_EXERCISE PROMPT:_
For each line of the data below that contains "mode", return that line.

################

PR #3129, opened 2021-06-15
some cleanup to the CLI UI

devoncarew:
- some cleanup to the CLI UI

Here's the new output:

```
usage: devtools <options> [service protocol uri]

Open a DevTools instance in a browser and optionally connect to an existing application.

-h, --help                            Prints help output.
-v, --verbose                         Output more informational messages.
    --host=<host>                     Hostname to serve DevTools on (defaults to localhost).
    --port=<port>                     Port to serve DevTools on; specify 0 to automatically use any available port.
                                      (defaults to "9100")
    --[no-]launch-browser             Launches DevTools in a browser immediately at start.
                                      (defaults to on unless in --machine mode)
    --machine                         Sets output format to JSON for consumption in tools.

Memory profiling options:
    --record-memory-profile=<file>    Start devtools headlessly and write memory profiling samples to the indicated file.
                                      (defaults to "memory_samples.json")

App size options;
    --appSizeBase=<appSizeBase>       Path to the base app size file used for app size debugging.
    --appSizeTest=<appSizeTest>       Path to the test app size file used for app size debugging.
                                      This file should only be specified if --appSizeBase is also specified.

Advanced options:
    --try-ports=<count>               The number of ascending ports to try binding to before failing with an error. 
                                      (defaults to "10")
    --enable-notifications            Requests notification permissions immediately when a client connects back to the server.
    --allow-embedding                 Allow embedding DevTools inside an iframe.
    --headless                        Causes the server to spawn Chrome in headless mode for use in automated testing.
```

### DIFF
--- a/packages/devtools_server/lib/src/server.dart
+++ b/packages/devtools_server/lib/src/server.dart
@@ -39,7 +39,6 @@ const argMachine = 'machine';
 const argHost = 'host';
 const argPort = 'port';
 const argProfileMemory = 'record-memory-profile';
-const argProfileMemoryOld = 'profile-memory';
 const argTryPorts = 'try-ports';
 const argVerbose = 'verbose';
 const launchDevToolsService = 'launchDevTools';
@@ -119,8 +118,6 @@ Future<HttpServer?> _serveDevToolsWithArgs(
   String? profileFilename;
   if (args.wasParsed(argProfileMemory)) {
     profileFilename = args[argProfileMemory];
-  } else if (args.wasParsed(argProfileMemoryOld)) {
-    profileFilename = args[argProfileMemoryOld];
   }
   if (profileFilename != null && !path.isAbsolute(profileFilename)) {
     profileFilename = path.absolute(profileFilename);
@@ -498,7 +495,6 @@ ArgParser _createArgsParser(bool verbose) {
     )
     ..addOption(
       argHost,
-      //defaultsTo: 'localhost',
       valueHelp: 'host',
       help: 'Hostname to serve DevTools on (defaults to localhost).',
     )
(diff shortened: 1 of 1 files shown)


packages/devtools_server/lib/src/server.dart
```diff
@@ -586,7 +582,17 @@ ArgParser _createArgsParser(bool verbose) {
       hide: !verbose,
     );
 
-  // Hidden args.
+  // Deprecated and hidden args.
+  // TODO: Remove this - prefer that clients use the rest arg.
+  parser
+    ..addOption(
+      argVmUri,
```
devoncarew, line 589: Do we know whether this can be removed yet? `--vm-uri`

kenzieschmoll: @jacob314 do you know if this is used anywhere?

jacob314: I just verified. It is not used in vscode, flutter-intellij or flutter.

packages/devtools_server/lib/src/server.dart
```diff
@@ -514,47 +510,47 @@ ArgParser _createArgsParser(bool verbose) {
...
-    )
+    );
+
+  if (verbose) {
+    parser.addSeparator('App size options;');
+  }
+
+  parser
     ..addOption(
       argAppSizeBase,
```
devoncarew, line 537: Longer term, we way want to deprecate `--appSizeBase` and `--appSizeTest` in favor of naming the options something like `--app-size-base` and `--app-size-test`.

kenzieschmoll: Would you mind filing an issue for this and linking it in a TODO here?

kenzieschmoll (approved):

packages/devtools_server/lib/src/server.dart
devoncarew: done! https://github.com/flutter/devtools/issues/3146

################

_ANSWER BOX:_
                                      (defaults to on unless in --machine mode)
    --headless                        Causes the server to spawn Chrome in headless mode for use in automated testing.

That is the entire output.